Saved data entries:
========================
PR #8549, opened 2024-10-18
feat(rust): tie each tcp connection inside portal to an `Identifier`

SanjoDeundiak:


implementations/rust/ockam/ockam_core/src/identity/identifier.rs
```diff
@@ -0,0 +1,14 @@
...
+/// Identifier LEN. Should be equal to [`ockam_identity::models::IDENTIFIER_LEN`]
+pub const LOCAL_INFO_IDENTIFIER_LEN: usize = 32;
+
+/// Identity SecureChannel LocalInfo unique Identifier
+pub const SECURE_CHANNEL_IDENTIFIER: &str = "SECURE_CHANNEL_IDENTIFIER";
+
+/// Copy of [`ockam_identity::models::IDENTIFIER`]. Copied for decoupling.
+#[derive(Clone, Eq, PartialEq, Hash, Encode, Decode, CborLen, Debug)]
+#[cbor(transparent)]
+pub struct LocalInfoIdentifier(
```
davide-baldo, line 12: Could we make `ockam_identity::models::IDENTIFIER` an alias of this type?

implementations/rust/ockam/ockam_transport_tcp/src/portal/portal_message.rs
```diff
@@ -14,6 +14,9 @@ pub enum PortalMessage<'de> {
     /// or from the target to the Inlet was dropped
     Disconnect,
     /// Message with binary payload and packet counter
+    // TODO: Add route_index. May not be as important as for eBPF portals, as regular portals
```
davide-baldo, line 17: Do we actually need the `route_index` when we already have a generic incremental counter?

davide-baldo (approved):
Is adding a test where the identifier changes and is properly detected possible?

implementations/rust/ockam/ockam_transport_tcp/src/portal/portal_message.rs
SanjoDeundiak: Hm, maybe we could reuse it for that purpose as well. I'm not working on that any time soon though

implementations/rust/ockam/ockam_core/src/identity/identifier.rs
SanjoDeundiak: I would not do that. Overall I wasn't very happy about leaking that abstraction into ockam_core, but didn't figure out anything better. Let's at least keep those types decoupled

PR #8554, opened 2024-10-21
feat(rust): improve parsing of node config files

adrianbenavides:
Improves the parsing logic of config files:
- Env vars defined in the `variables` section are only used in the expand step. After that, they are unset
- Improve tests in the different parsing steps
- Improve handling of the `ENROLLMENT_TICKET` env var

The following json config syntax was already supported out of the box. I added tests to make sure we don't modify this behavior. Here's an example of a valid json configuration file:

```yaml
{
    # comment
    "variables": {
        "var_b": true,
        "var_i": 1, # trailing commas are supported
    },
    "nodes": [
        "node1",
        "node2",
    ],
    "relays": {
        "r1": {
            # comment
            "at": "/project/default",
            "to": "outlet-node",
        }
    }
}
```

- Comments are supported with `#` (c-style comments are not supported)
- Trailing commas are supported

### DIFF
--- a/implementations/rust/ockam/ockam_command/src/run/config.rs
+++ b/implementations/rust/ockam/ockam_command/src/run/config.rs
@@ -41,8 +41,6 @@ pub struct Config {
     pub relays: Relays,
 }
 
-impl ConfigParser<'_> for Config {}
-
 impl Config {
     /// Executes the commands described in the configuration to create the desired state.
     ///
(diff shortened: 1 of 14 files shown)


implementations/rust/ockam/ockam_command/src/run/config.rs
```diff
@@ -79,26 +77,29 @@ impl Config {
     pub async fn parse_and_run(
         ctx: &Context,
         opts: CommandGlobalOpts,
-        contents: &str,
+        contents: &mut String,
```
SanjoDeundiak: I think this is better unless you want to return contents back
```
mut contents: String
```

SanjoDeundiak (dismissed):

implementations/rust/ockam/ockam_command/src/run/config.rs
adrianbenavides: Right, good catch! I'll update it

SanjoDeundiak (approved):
========================
WORK INSTRUCTION -> From the first line through the last, repeat the entries exactly.

WRITTEN RESPONSE ->
PR #8549, opened 2024-10-18
feat(rust): tie each tcp connection inside portal to an `Identifier`

SanjoDeundiak:


implementations/rust/ockam/ockam_core/src/identity/identifier.rs
```diff
@@ -0,0 +1,14 @@
...
+/// Identifier LEN. Should be equal to [`ockam_identity::models::IDENTIFIER_LEN`]
+pub const LOCAL_INFO_IDENTIFIER_LEN: usize = 32;
+
+/// Identity SecureChannel LocalInfo unique Identifier
+pub const SECURE_CHANNEL_IDENTIFIER: &str = "SECURE_CHANNEL_IDENTIFIER";
+
+/// Copy of [`ockam_identity::models::IDENTIFIER`]. Copied for decoupling.
+#[derive(Clone, Eq, PartialEq, Hash, Encode, Decode, CborLen, Debug)]
+#[cbor(transparent)]
+pub struct LocalInfoIdentifier(
```
davide-baldo, line 12: Could we make `ockam_identity::models::IDENTIFIER` an alias of this type?

implementations/rust/ockam/ockam_transport_tcp/src/portal/portal_message.rs
```diff
@@ -14,6 +14,9 @@ pub enum PortalMessage<'de> {
     /// or from the target to the Inlet was dropped
     Disconnect,
     /// Message with binary payload and packet counter
+    // TODO: Add route_index. May not be as important as for eBPF portals, as regular portals
```
davide-baldo, line 17: Do we actually need the `route_index` when we already have a generic incremental counter?

davide-baldo (approved):
Is adding a test where the identifier changes and is properly detected possible?

implementations/rust/ockam/ockam_transport_tcp/src/portal/portal_message.rs
SanjoDeundiak: Hm, maybe we could reuse it for that purpose as well. I'm not working on that any time soon though

implementations/rust/ockam/ockam_core/src/identity/identifier.rs
SanjoDeundiak: I would not do that. Overall I wasn't very happy about leaking that abstraction into ockam_core, but didn't figure out anything better. Let's at least keep those types decoupled

PR #8554, opened 2024-10-21
feat(rust): improve parsing of node config files

adrianbenavides:
Improves the parsing logic of config files:
- Env vars defined in the `variables` section are only used in the expand step. After that, they are unset
- Improve tests in the different parsing steps
- Improve handling of the `ENROLLMENT_TICKET` env var

The following json config syntax was already supported out of the box. I added tests to make sure we don't modify this behavior. Here's an example of a valid json configuration file:

```yaml
{
    # comment
    "variables": {
        "var_b": true,
        "var_i": 1, # trailing commas are supported
    },
    "nodes": [
        "node1",
        "node2",
    ],
    "relays": {
        "r1": {
            # comment
            "at": "/project/default",
            "to": "outlet-node",
        }
    }
}
```

- Comments are supported with `#` (c-style comments are not supported)
- Trailing commas are supported

### DIFF
--- a/implementations/rust/ockam/ockam_command/src/run/config.rs
+++ b/implementations/rust/ockam/ockam_command/src/run/config.rs
@@ -41,8 +41,6 @@ pub struct Config {
     pub relays: Relays,
 }
 
-impl ConfigParser<'_> for Config {}
-
 impl Config {
     /// Executes the commands described in the configuration to create the desired state.
     ///
(diff shortened: 1 of 14 files shown)


implementations/rust/ockam/ockam_command/src/run/config.rs
```diff
@@ -79,26 +77,29 @@ impl Config {
     pub async fn parse_and_run(
         ctx: &Context,
         opts: CommandGlobalOpts,
-        contents: &str,
+        contents: &mut String,
```
SanjoDeundiak: I think this is better unless you want to return contents back
```
mut contents: String
```

SanjoDeundiak (dismissed):

implementations/rust/ockam/ockam_command/src/run/config.rs
adrianbenavides: Right, good catch! I'll update it

SanjoDeundiak (approved):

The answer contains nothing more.